Pour accélérer la croissance de sa culture animalière, rien de mieux que d’alterner ses rencontres sur le terrain avec quelques lectures bien choisies. Pour la culture générale, vous pouvez commencer notamment par le magazine Australian Geographic, dont les articles vous amèneront fréquemment à faire connaissance avec certains des habitants du bush. Mais pour réellement apprécier à sa juste valeur la variété mirobolante des animaux australiens, il vous faudra savoir les identifier. Pour cela, je vous conseille trois livres, spécialisés respectivement dans les mammifères, les oiseaux et les reptiles :

  • The Mammals of Australia, Ronald Strahan

Ce livre ne peut se décrire qu’avec des superlatifs : il est magnifique, extrêmement complet, très gros, très lourd, et très cher. En matière de mammifères, ce n’est ni plus ni moins que la Bible des ouvrages : toutes les espèces y sont, photos époustouflantes à l’appui, du possum pygmé le plus obscur au kangourou le plus commun en passant par les dauphins et les otaries. Malheureusement, pour le voyageur, difficile de se départir d’autant de dollars pour faire son acquisition, et pas idéal de trimballer un tel pavé d’encombrement. A réserver aux aficionados ! Aux autres, je vous conseille chaudement de le consulter en bibliothèque. On ne le trouve pas partout, mais quand on le trouve, le potasser vaut le détour.
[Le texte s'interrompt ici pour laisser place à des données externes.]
PR #3660, opened 2025-09-18
Should fix USE_MEOWICE_FLAGS

kingcavespider1:
At some point I need to go thru the updated meowice flags and check if anything should be updated with G1GC and add ZGC ones, but this should be enough to get the flags to work as a minimum

### DIFF
--- a/scripts/start-finalExec
+++ b/scripts/start-finalExec
@@ -166,7 +166,7 @@ if isTrue "${USE_MEOWICE_FLAGS}"; then
   fi
 fi
 
-if isTrue "${USE_AIKAR_FLAGS}"; then
+if isTrue "${USE_AIKAR_FLAGS}" || isTrue "${USE_MEOWICE_FLAGS}"; then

  • Field Guide to Australian Birds, Michael Morcombe

Plus de 800 espèces d’oiseaux endémiques, introduits et visiteurs occasionnels sont répertoriées et illustrées de dessins fins et colorés. S’il fallait ne choisir qu’un seul livre, c’est la version poche (Complete Compact Edition) de ce guide que je vous recommanderai : le compulser procure de longues heures de plaisir, et il est si bien fait qu’avec un peu de curiosité et de patience, on devient très vite très bon à identifier les oiseaux. Grâce à lui, je suis passée du stade de l’amateur ne connaissant qu’une quinzaine de piafs à celui de l’amateur « éclairé » capable d’identifier avec certitude plus d’une centaine d’espèces.

  • A Complete Guide to the Reptiles of Australia, Steve Wilson & Gerry Swan

Complet et compact, il joue dans la même catégorie que le guide ornithologique précédent. Toutefois, attention : l’identification de reptiles relève bien souvent d’un œil expert. Les différences entre espèces se jouent beaucoup à des « détails » (nombre d’écailles, forme de la tête…) hermétiques au néophyte – impossible, notamment, de simplement se fier à la couleur pour identifier un serpent ! Du coup, la progression n’est pas aussi rapide qu’avec l’identification d’oiseaux, ce qui peut en décourager plus d’un.

Grâce à ces ouvrages, vous deviendrez calé en matière de faune australienne. S’y intéresser, c’est ouvrir les yeux : au fur et à mesure qu’on apprend à connaître chacun des habitants du bush et à apprécier ce qui les rend uniques, on remarque de plus en plus de choses au fil des randonnées. Le sens de découverte et d’émerveillement ne disparaît pas : il est rehaussé par un sentiment de familiarité.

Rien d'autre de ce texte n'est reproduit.